ACTIVITY:
Return the following entries exactly, word for word.

----

PR #827, opened 2026-05-23
[Bugfix #826] Scope launchInstance sibling reconcile by workspace_path

waleedkadous:
## Summary

Fixes #826 — sibling architects registered in workspace A were re-spawned into workspace B at launch time, leaking PTYs across workspaces.

## Root cause

Spec 786 added a reconcile loop in `launchInstance` that iterates `state.db.architect` (global per Tower CWD) and re-spawns persisted non-main siblings via `addArchitect`. The architect table has no `workspace_path` column, so launching workspace B while workspace A held siblings caused B to inherit A's siblings as fresh PTYs.

Verified against the issue's diagnosis: `state.db.architect` is anchored to Tower's CWD; `terminal_sessions` (in `global.db`) already carries `workspace_path` for every architect row.

## Fix

Option B per the issue (no schema migration):

- **`state.ts`** — new `getArchitectsForWorkspace(workspacePath)`. Reads architect names from `terminal_sessions WHERE type='architect' AND workspace_path = ?` in `global.db`, then intersects with `state.db.architect` rows by name. Two queries, no SQLite cross-DB attach.
- **`tower-instances.ts`** — the reconcile loop now calls `getArchitectsForWorkspace(resolvedPath)` instead of the unscoped `getArchitects()`. The unscoped import is dropped.

## Known trade-off

`deleteWorkspaceTerminalSessions` wipes all `terminal_sessions` rows for a workspace on `afx workspace stop`. After `stop + start`, the workspace_path signal that this filter relies on is gone, so persisted siblings in `state.db.architect` will **not** be re-spawned on next start — a partial regression of Spec 786's stop+start sibling persistence story.

The active cross-workspace leak is far more severe (silent PTY proliferation, ~50MB+ per leaked claude session, potential workflow confusion) than the stop+start regression (a developer-only command, easily worked around by re-running `afx workspace add-architect`). Option A (`state.db.architect` schema migration adding `workspace_path`) is the proper long-term fix and can ship as a follow-up.

## Test plan

- [x] 5 new unit tests in `state.test.ts` for `getArchitectsForWorkspace` (workspace isolation, multi-workspace partitioning, non-architect row filtering, orphan handling, regression scenario for #826).
- [x] Source-level sentinel test in `tower-instances.test.ts` that locks in the scoped call site and prevents the unscoped `getArchitects` from re-creeping in via import.
- [x] `state.test.ts` 27/27 pass; `tower-instances.test.ts` 52/52 pass.
[...]

PR #834, opened 2026-05-23
[Bugfix #826] iter-7: Fix release blocker — LOCAL_SCHEMA CREATE INDEX vs migration order

### LINKED ISSUE #826: CRITICAL: Sibling architects leak across workspaces — launchInstance reconcile reads global state.db.architect without workspace filtering
## Summary

In v3.1.1, opening a workspace **other than the one that registered sibling architects** causes those siblings to be re-spawned in the new workspace. Sibling architects leak across workspaces.

Reported by user immediately after v3.1.1 installation: creating workspace `manazil` showed `bug-backlog` and `ob-refine` architects from `shannon` running in manazil's terminal list (with NEW PIDs, meaning they were actually spawned, not just listed).

## Repro

1. Tower is started from `/Users/mwk/Development/cluesmith/codev`
2. Shannon adds sibling architects: `afx workspace add-architect --name ob-refine` (in shannon)
3. Shannon's state.db.architect row gets written, BUT the row lives in `codev/.agent-farm/state.db` (the singleton from `getDb()`, anchored to Tower's CWD)
4. User opens manazil workspace
5. `launchInstance(manazil)` runs
6. `launchInstance` iterates `state.db.architect` (the global codev-side table) and finds `ob-refine`
7. `launchInstance` re-spawns ob-refine **as a manazil architect** with a new PID
8. Manazil's `/api/state` now reports `architects: [main, ob-refine, bug-backlog]` — all running, all real PTYs, none of them legitimately belonging to manazil

## Diagnosis (verified)

```
$ sqlite3 /Users/mwk/Development/cluesmith/codev/.agent-farm/state.db "SELECT id FROM architect;"
bug-backlog
main
ob-refine

$ sqlite3 /Users/mwk/Development/cluesmith/shannon/.agent-farm/state.db "SELECT id FROM architect;"
(empty — shannon's siblings live in codev/.agent-farm/state.db because state.db is anchored to Tower's CWD)

$ sqlite3 /Users/mwk/Development/cluesmith/codev/.agent-farm/state.db ".schema architect"
CREATE TABLE IF NOT EXISTS "architect" (
    id TEXT PRIMARY KEY,
    pid INTEGER NOT NULL,
    port INTEGER NOT NULL,
    cmd TEXT NOT NULL,
    started_at TEXT NOT NULL DEFAULT (datetime('now')),
    terminal_id TEXT
);
```

No `workspace_path` column. The table is **global per Tower daemon**, not per workspace.

Meanwhile `terminal_sessions` (in `~/.agent-farm/global.db`) DOES have a `workspace_path` column:

```
CREATE TABLE terminal_sessions (
    id TEXT PRIMARY KEY,
    workspace_path TEXT NOT NULL,
    type TEXT NOT NULL CHECK(type IN ('architect', 'builder', 'shell')),
    role_id TEXT,
    ...
)
```

So the workspace-scoping data exists; it's just not joined into the architect reconcile path.

## Why this is new in v3.1.1

This issue was flagged by Codex at #786 plan-iter-3 Co1 ("workspace-scoping") and explicitly accepted-as-out-of-scope by the architect because Spec 786 defers cross-workspace concerns:
> "Cross-workspace routing. Architects in workspace A cannot address architects in workspace B. Deferred previously; stays deferred."

But the bug ISN'T about routing — it's about **persistence leaking architects across workspaces** via the launchInstance reconcile loop that #786 added to deliver graceful-stop persistence. Pre-#786, `launchInstance` only created `main`; the global table was harmless because nothing iterated it. #786's new iterate-and-respawn loop turns the pre-existing global table into an active cross-workspace leak.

----

RESPONSE TO THIS EXERCISE:
PR #827, opened 2026-05-23
[Bugfix #826] Scope launchInstance sibling reconcile by workspace_path

waleedkadous:
## Summary

Fixes #826 — sibling architects registered in workspace A were re-spawned into workspace B at launch time, leaking PTYs across workspaces.

## Root cause

Spec 786 added a reconcile loop in `launchInstance` that iterates `state.db.architect` (global per Tower CWD) and re-spawns persisted non-main siblings via `addArchitect`. The architect table has no `workspace_path` column, so launching workspace B while workspace A held siblings caused B to inherit A's siblings as fresh PTYs.

Verified against the issue's diagnosis: `state.db.architect` is anchored to Tower's CWD; `terminal_sessions` (in `global.db`) already carries `workspace_path` for every architect row.

## Fix

Option B per the issue (no schema migration):

- **`state.ts`** — new `getArchitectsForWorkspace(workspacePath)`. Reads architect names from `terminal_sessions WHERE type='architect' AND workspace_path = ?` in `global.db`, then intersects with `state.db.architect` rows by name. Two queries, no SQLite cross-DB attach.
- **`tower-instances.ts`** — the reconcile loop now calls `getArchitectsForWorkspace(resolvedPath)` instead of the unscoped `getArchitects()`. The unscoped import is dropped.

## Known trade-off

`deleteWorkspaceTerminalSessions` wipes all `terminal_sessions` rows for a workspace on `afx workspace stop`. After `stop + start`, the workspace_path signal that this filter relies on is gone, so persisted siblings in `state.db.architect` will **not** be re-spawned on next start — a partial regression of Spec 786's stop+start sibling persistence story.

The active cross-workspace leak is far more severe (silent PTY proliferation, ~50MB+ per leaked claude session, potential workflow confusion) than the stop+start regression (a developer-only command, easily worked around by re-running `afx workspace add-architect`). Option A (`state.db.architect` schema migration adding `workspace_path`) is the proper long-term fix and can ship as a follow-up.

## Test plan

- [x] 5 new unit tests in `state.test.ts` for `getArchitectsForWorkspace` (workspace isolation, multi-workspace partitioning, non-architect row filtering, orphan handling, regression scenario for #826).
- [x] Source-level sentinel test in `tower-instances.test.ts` that locks in the scoped call site and prevents the unscoped `getArchitects` from re-creeping in via import.
- [x] `state.test.ts` 27/27 pass; `tower-instances.test.ts` 52/52 pass.
[...]

PR #834, opened 2026-05-23
[Bugfix #826] iter-7: Fix release blocker — LOCAL_SCHEMA CREATE INDEX vs migration order

### LINKED ISSUE #826: CRITICAL: Sibling architects leak across workspaces — launchInstance reconcile reads global state.db.architect without workspace filtering
## Summary

In v3.1.1, opening a workspace **other than the one that registered sibling architects** causes those siblings to be re-spawned in the new workspace. Sibling architects leak across workspaces.

Reported by user immediately after v3.1.1 installation: creating workspace `manazil` showed `bug-backlog` and `ob-refine` architects from `shannon` running in manazil's terminal list (with NEW PIDs, meaning they were actually spawned, not just listed).

## Repro

1. Tower is started from `/Users/mwk/Development/cluesmith/codev`
2. Shannon adds sibling architects: `afx workspace add-architect --name ob-refine` (in shannon)
3. Shannon's state.db.architect row gets written, BUT the row lives in `codev/.agent-farm/state.db` (the singleton from `getDb()`, anchored to Tower's CWD)
4. User opens manazil workspace
5. `launchInstance(manazil)` runs
6. `launchInstance` iterates `state.db.architect` (the global codev-side table) and finds `ob-refine`
7. `launchInstance` re-spawns ob-refine **as a manazil architect** with a new PID
8. Manazil's `/api/state` now reports `architects: [main, ob-refine, bug-backlog]` — all running, all real PTYs, none of them legitimately belonging to manazil

## Diagnosis (verified)

```
$ sqlite3 /Users/mwk/Development/cluesmith/codev/.agent-farm/state.db "SELECT id FROM architect;"
bug-backlog
main
ob-refine

$ sqlite3 /Users/mwk/Development/cluesmith/shannon/.agent-farm/state.db "SELECT id FROM architect;"
(empty — shannon's siblings live in codev/.agent-farm/state.db because state.db is anchored to Tower's CWD)

$ sqlite3 /Users/mwk/Development/cluesmith/codev/.agent-farm/state.db ".schema architect"
CREATE TABLE IF NOT EXISTS "architect" (
    id TEXT PRIMARY KEY,
    pid INTEGER NOT NULL,
    port INTEGER NOT NULL,
    cmd TEXT NOT NULL,
    started_at TEXT NOT NULL DEFAULT (datetime('now')),
    terminal_id TEXT
);
```

No `workspace_path` column. The table is **global per Tower daemon**, not per workspace.

Meanwhile `terminal_sessions` (in `~/.agent-farm/global.db`) DOES have a `workspace_path` column:

```
CREATE TABLE terminal_sessions (
    id TEXT PRIMARY KEY,
    workspace_path TEXT NOT NULL,
    type TEXT NOT NULL CHECK(type IN ('architect', 'builder', 'shell')),
    role_id TEXT,
    ...
)
```

So the workspace-scoping data exists; it's just not joined into the architect reconcile path.

## Why this is new in v3.1.1

This issue was flagged by Codex at #786 plan-iter-3 Co1 ("workspace-scoping") and explicitly accepted-as-out-of-scope by the architect because Spec 786 defers cross-workspace concerns:
> "Cross-workspace routing. Architects in workspace A cannot address architects in workspace B. Deferred previously; stays deferred."

But the bug ISN'T about routing — it's about **persistence leaking architects across workspaces** via the launchInstance reconcile loop that #786 added to deliver graceful-stop persistence. Pre-#786, `launchInstance` only created `main`; the global table was harmless because nothing iterated it. #786's new iterate-and-respawn loop turns the pre-existing global table into an active cross-workspace leak.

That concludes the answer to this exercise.